PR #163488, opened 2025-09-22
[pt2][cache] rework cache for true generic usage + better tests

nmacchioni:
Differential Revision: D82933509

over the weekend I realized that some of the cache implementation was a bit silly, and too constrained to be actually generic. for example, InMemoryCache[str, bytes] was odd since we'd probably want to be able to store more than just str keys with bytes values. so tldr; everything is now generic, with the one constraint being that Key and Value must both be pickle-able types. this makes things a lot simpler for us, since all caches can now be str -> bytes caches under the hood if we'd like, and Key/Value just get pickled on the way in and out.

with this change, there were also some improvements made to the testing; mainly better coverage, but now we also test each cache across every combination of Key/Value types to ensure that they will work with the types we might specify later

I also hardened some things here and there, for example we now use literal_eval (forgot who mentioned this on the first PR, but thank you for the suggestion!), and all errors coming from the caching will be wrapped in CacheError from now on (although we still raise from the original error context where possible)

putting this PR up now for feedback, in the process of generalizing the code I did remove the documentation since it was becoming outdated but I will add that back in after the PR is green

I have the next PR ready as well (implements a fresh cache context manager), will export once this lands


test/inductor/test_cache.py
```diff
@@ -0,0 +1,737 @@
...
+)
+
+
+class TestMixin:
+    @staticmethod
+    def abstract_cache_types() -> set[type[icache.Cache]]:
+        return {icache.Cache, icache.AsyncCache}
+
+    @staticmethod
+    def cache_types() -> list[type[icache.Cache]]:
```
aorenste: Sequence? or set? (here and the methods below)

test/inductor/test_cache.py
```diff
@@ -0,0 +1,737 @@
...
+    ) -> list[icache.Key]:
+        keys = []
+        while len(keys) < num:
+            if (key := self.key_not_in(cache, key_fn)) not in keys:
+                keys.append(key)
+        return keys
+
+    def key(self: Self, key_type: type[icache.Key]) -> icache.Key:
+        if key_type == str:
+            return f"{randint(0, 2**32)}"
```
aorenste: nit: consider prefixing with something like "k" so reading it as debugging output makes it a bit easier to see it's a string?

test/inductor/test_cache.py
```diff
@@ -0,0 +1,737 @@
...
+    ) -> list[icache.Value]:
+        values = []
+        while len(values) < num:
+            if (value := value_fn()) not in values:
+                values.append(value)
+        return values
+
+    def value(self: Self, value_type: type[icache.Value]) -> icache.Value:
+        if value_type == str:
+            return f"{randint(0, 2**32)}"
```
aorenste: nit: like above, consider prefixing with 'v' to make debugging easier...

torch/_inductor/cache.py
```diff
@@ -0,0 +1,229 @@
...
+
+
+class CacheError(ValueError):
+    pass
+
+
+# TypeVars can't be recursive, so I'm not sure how to type
+# that Key tuples should be tuple[Key, ...] and Value
+# tuples/dicts/lists should follow the same pattern
+Key = TypeVar("Key", str, int, tuple[Any, ...])
```
aorenste: Yeah - looks like this needs the 3.12 syntax to do properly...

torch/_inductor/cache.py
```diff
@@ -0,0 +1,229 @@
...
+            kv_pair = kv_pair.strip()
+
+            if not kv_pair:
+                # kv_pair could be '' if env_val is '' or has ; suffix
+                continue
+
+            try:
+                key_bytes_repr, value_bytes_repr = kv_pair.split(",", 1)
+                # ignore whitespace prefix/suffix, again
+                key_bytes_repr, value_bytes_repr = (
```
aorenste: nit: maybe move the strip out of the try/except?

torch/_inductor/cache.py
```diff
@@ -0,0 +1,229 @@
...
+    def from_file_path(cls, fpath: Path) -> Self:
+        cache = cls()
+
+        if not fpath.is_file():
+            # fpath doesn't exit = empty cache
+            return cache
+
+        try:
+            with open(fpath, "rb") as fp:
+                cache._cache = pickle.load(fp)
```
aorenste, line 202: Should we add a simple header version byte? Just so we can update without worrying about breaking BC?

torch/_inductor/cache.py
```diff
@@ -0,0 +1,229 @@
...
+                if not isinstance(cache._cache, dict):
```
aorenste: nit: move out of the 'with open...' block...

torch/_inductor/cache.py
```diff
@@ -0,0 +1,229 @@
...
+
+
+class OnDiskCache(AsyncCache[Key, Value]):
+    @cached_property
+    def base_dir(self: Self) -> Path:
+        return Path(gettempdir()) / "cache"
+
+    def _fpath_from_key(self: Self, key: Key) -> Path:
+        try:
+            return self.base_dir / sha256(pickle.dumps(key)).hexdigest()[:32]
```
aorenste, line 290: Maybe this should have an additional cache_name path? So instead of dumping the files in "/tmp/cache/hexdigest" they're put into "/tmp/cache/mybeautifulcache/hexdigest"?

torch/_inductor/cache.py
```diff
@@ -0,0 +1,229 @@
...
+        return FileLock(str(fpath.parent / "locks" / fpath.name[:4]) + ".lock")
+
+    @override
+    def get(self: Self, key: Key) -> Value | None:
+        fpath = self._fpath_from_key(key)
+        flock = self._flock_from_fpath(fpath)
+
+        with flock:
+            if not fpath.is_file():
+                return None
```
aorenste, line 338: nit: could just blindly do the open() and catch the FileNotFoundError...

aorenste (approved):
approving with some minor comments

torch/_inductor/cache.py
masnesral, line 290: FYI in codecache.py I think we do `base64.b32encode(hashlib.sha256(data).digest())[:51].decode("utf-8").lower()` for this operation in case that's somehow better. (I know because I refactored this code once, but I didn't dig into why we do it this way)

masnesral (approved):

torch/_inductor/cache.py
nmacchioni: Thanks for pointing that out; I think either method should be fine. codecache takes the raw binary hash, converts it to B32, trims to 51 and decodes (still outputs base32). This method here just skips some steps, going straight to hex. I think it is just a matter of choice here

torch/_inductor/cache.py
nmacchioni: Can you point me to that syntax? I'm interested to see how it is solved

test/inductor/test_cache.py
nmacchioni: Sorry, not sure the question here

torch/_inductor/cache.py
nmacchioni: Great idea, adding a check now

test/inductor/test_cache.py
aorenste: I should have marked as 'nit': Just suggesting that instead of returning a list you return a Sequence or set. In general it's better to return an immutable Sequence (unless you think the caller needs to be able to mutate it) - for example that way you could cache the result without changing the API

torch/_inductor/cache.py
nmacchioni: So what happens if we update the version of the cache, but the files still exist? get should obviously return None, since the values stored by the previous cache version can't be safely parsed, but should we also remove that file so that the key can be re-cached?

torch/_inductor/cache.py
aorenste: Something like this:
https://www.reddit.com/r/Python/comments/1jvaaw4/recursive_generic_type_hints_python_312/
I didn't look too deeply since we still have to support 3.10 for a while.

torch/_inductor/cache.py
aorenste: Hm. Yeah - good question. I guess the issue is that if you're running two different versions then you'll ping-pong between them.  
I guess another reasonable option is to fold the version into the hash of the filename instead...

torch/_inductor/cache.py
nmacchioni: Ah, I still think that only works for type aliases and not for type vars which we need since generic expects actual types and not aliases

torch/_inductor/cache.py
nmacchioni: I think in this case if there is overlap I'll just prefer to delete the old version cache, if the user wants to fiddle with the version then they can be ping ponged all they want haha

○ ○ ○ ○

EXERCISE DESCRIPTION: Only lines that contain the string "suffix" count; pick each one out of the records and copy it.

RESPONSE:
+                # kv_pair could be '' if env_val is '' or has ; suffix
+                # ignore whitespace prefix/suffix, again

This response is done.